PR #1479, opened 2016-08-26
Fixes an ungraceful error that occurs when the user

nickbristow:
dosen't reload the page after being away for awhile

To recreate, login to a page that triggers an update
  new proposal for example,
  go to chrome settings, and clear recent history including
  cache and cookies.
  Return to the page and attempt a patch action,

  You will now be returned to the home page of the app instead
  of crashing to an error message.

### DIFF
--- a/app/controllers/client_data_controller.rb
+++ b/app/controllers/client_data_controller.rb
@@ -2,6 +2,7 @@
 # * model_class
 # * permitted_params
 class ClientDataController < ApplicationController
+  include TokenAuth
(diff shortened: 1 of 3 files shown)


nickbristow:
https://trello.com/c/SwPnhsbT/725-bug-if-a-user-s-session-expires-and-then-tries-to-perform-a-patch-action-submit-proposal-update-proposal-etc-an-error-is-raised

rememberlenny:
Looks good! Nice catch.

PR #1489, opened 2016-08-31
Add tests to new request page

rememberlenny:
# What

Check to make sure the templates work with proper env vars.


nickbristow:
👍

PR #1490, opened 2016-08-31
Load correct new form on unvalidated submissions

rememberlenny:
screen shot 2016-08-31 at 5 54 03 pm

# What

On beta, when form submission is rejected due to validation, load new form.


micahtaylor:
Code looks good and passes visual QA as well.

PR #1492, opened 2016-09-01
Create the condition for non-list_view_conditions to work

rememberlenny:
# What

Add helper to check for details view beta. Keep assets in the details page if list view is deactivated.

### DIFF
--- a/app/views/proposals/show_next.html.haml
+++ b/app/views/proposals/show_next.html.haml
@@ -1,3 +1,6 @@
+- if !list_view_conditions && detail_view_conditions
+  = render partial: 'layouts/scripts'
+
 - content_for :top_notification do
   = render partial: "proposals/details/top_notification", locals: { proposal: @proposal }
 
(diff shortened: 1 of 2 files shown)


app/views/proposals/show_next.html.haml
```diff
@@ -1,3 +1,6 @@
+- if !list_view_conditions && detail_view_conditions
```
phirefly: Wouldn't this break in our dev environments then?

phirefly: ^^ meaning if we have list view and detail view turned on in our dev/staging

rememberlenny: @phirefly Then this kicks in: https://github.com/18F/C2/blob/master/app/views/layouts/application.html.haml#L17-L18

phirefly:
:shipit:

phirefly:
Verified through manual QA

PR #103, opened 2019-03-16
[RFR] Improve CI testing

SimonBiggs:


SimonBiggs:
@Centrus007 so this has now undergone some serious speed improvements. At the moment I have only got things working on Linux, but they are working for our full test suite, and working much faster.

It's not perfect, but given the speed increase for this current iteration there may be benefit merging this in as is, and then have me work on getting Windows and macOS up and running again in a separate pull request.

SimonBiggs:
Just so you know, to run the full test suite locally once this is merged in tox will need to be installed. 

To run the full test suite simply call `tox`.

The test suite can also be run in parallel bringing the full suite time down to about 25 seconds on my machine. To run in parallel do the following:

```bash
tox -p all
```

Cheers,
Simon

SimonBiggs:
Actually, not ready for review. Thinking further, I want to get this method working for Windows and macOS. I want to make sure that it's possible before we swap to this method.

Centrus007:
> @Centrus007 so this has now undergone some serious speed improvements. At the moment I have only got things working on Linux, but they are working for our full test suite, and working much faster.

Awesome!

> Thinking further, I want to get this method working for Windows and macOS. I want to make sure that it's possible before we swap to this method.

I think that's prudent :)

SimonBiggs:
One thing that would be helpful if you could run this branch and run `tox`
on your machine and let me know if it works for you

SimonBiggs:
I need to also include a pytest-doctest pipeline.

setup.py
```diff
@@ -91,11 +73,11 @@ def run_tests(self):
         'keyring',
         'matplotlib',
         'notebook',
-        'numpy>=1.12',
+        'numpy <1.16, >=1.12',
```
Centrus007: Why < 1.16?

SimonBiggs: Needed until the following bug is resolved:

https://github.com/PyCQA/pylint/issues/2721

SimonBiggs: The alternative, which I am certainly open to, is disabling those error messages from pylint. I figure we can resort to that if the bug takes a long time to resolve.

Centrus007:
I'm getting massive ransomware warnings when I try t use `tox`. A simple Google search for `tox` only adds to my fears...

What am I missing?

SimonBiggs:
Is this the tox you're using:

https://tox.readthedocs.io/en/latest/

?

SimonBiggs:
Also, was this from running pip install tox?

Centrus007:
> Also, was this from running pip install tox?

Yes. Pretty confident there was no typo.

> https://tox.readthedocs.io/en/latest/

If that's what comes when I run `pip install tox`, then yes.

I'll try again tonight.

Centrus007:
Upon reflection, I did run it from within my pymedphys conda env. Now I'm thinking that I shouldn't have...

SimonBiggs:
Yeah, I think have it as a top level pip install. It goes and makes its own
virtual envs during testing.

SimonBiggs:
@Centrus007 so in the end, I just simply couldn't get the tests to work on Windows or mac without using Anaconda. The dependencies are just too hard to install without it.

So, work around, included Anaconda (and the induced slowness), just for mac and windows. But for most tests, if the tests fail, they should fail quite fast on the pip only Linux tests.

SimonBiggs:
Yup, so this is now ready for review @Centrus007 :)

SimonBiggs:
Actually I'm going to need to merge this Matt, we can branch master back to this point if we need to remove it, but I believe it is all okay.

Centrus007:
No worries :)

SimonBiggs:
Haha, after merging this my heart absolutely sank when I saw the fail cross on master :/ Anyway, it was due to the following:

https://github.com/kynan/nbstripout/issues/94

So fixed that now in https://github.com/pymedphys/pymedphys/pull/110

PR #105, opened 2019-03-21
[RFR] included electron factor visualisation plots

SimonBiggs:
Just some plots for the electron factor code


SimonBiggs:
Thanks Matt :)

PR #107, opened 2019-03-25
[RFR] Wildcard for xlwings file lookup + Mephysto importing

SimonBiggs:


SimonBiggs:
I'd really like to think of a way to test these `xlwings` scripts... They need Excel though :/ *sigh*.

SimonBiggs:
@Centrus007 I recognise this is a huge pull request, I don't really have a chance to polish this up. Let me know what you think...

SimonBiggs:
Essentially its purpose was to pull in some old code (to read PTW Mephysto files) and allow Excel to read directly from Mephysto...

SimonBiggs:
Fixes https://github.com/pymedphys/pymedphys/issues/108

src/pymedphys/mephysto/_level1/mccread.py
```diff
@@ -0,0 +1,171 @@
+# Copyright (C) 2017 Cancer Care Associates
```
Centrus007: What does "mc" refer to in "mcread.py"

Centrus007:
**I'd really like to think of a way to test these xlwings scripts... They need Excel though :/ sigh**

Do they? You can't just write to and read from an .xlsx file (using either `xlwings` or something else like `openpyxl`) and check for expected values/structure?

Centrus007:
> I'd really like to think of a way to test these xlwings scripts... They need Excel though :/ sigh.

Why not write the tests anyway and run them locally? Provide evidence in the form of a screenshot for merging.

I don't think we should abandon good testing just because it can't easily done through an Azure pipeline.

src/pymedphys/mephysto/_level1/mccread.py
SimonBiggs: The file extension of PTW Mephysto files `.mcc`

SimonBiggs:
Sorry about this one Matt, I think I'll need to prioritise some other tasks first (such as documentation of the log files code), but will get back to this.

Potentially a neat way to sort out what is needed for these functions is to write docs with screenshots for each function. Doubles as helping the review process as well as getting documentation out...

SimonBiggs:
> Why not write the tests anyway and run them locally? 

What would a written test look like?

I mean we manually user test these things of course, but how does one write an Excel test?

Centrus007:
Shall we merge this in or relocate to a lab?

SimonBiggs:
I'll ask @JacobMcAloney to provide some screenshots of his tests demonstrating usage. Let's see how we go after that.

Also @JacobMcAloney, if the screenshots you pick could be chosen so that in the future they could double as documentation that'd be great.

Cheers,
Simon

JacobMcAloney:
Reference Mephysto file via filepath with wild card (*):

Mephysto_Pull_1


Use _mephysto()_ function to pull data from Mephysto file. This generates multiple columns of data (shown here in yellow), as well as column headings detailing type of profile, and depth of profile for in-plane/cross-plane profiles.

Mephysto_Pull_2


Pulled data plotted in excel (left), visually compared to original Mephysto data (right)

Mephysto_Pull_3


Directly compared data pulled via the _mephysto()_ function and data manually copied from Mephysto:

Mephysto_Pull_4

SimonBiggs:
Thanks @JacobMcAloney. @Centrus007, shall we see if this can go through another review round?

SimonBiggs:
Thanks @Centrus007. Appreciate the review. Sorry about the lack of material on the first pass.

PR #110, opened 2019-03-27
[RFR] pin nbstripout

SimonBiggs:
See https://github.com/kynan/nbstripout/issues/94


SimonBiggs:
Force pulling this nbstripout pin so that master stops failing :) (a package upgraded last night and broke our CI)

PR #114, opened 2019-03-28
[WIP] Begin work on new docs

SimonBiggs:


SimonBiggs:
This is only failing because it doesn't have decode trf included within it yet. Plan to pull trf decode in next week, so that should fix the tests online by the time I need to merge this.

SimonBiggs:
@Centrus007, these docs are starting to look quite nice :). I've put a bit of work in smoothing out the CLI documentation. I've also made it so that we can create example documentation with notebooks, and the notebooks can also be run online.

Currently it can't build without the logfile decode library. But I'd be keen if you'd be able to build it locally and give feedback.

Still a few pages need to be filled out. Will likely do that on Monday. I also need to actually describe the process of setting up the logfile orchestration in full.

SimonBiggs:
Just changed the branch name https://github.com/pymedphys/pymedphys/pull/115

□ □ □

» **Requirement**:
Output the lines above exactly, but only those between the line holding "So fixed that" and the line holding "Sorry about this", inclusive.

» **Result**:
So fixed that now in https://github.com/pymedphys/pymedphys/pull/110

PR #105, opened 2019-03-21
[RFR] included electron factor visualisation plots

SimonBiggs:
Just some plots for the electron factor code


SimonBiggs:
Thanks Matt :)

PR #107, opened 2019-03-25
[RFR] Wildcard for xlwings file lookup + Mephysto importing

SimonBiggs:


SimonBiggs:
I'd really like to think of a way to test these `xlwings` scripts... They need Excel though :/ *sigh*.

SimonBiggs:
@Centrus007 I recognise this is a huge pull request, I don't really have a chance to polish this up. Let me know what you think...

SimonBiggs:
Essentially its purpose was to pull in some old code (to read PTW Mephysto files) and allow Excel to read directly from Mephysto...

SimonBiggs:
Fixes https://github.com/pymedphys/pymedphys/issues/108

src/pymedphys/mephysto/_level1/mccread.py
```diff
@@ -0,0 +1,171 @@
+# Copyright (C) 2017 Cancer Care Associates
```
Centrus007: What does "mc" refer to in "mcread.py"

Centrus007:
**I'd really like to think of a way to test these xlwings scripts... They need Excel though :/ sigh**

Do they? You can't just write to and read from an .xlsx file (using either `xlwings` or something else like `openpyxl`) and check for expected values/structure?

Centrus007:
> I'd really like to think of a way to test these xlwings scripts... They need Excel though :/ sigh.

Why not write the tests anyway and run them locally? Provide evidence in the form of a screenshot for merging.

I don't think we should abandon good testing just because it can't easily done through an Azure pipeline.

src/pymedphys/mephysto/_level1/mccread.py
SimonBiggs: The file extension of PTW Mephysto files `.mcc`

SimonBiggs:
Sorry about this one Matt, I think I'll need to prioritise some other tasks first (such as documentation of the log files code), but will get back to this.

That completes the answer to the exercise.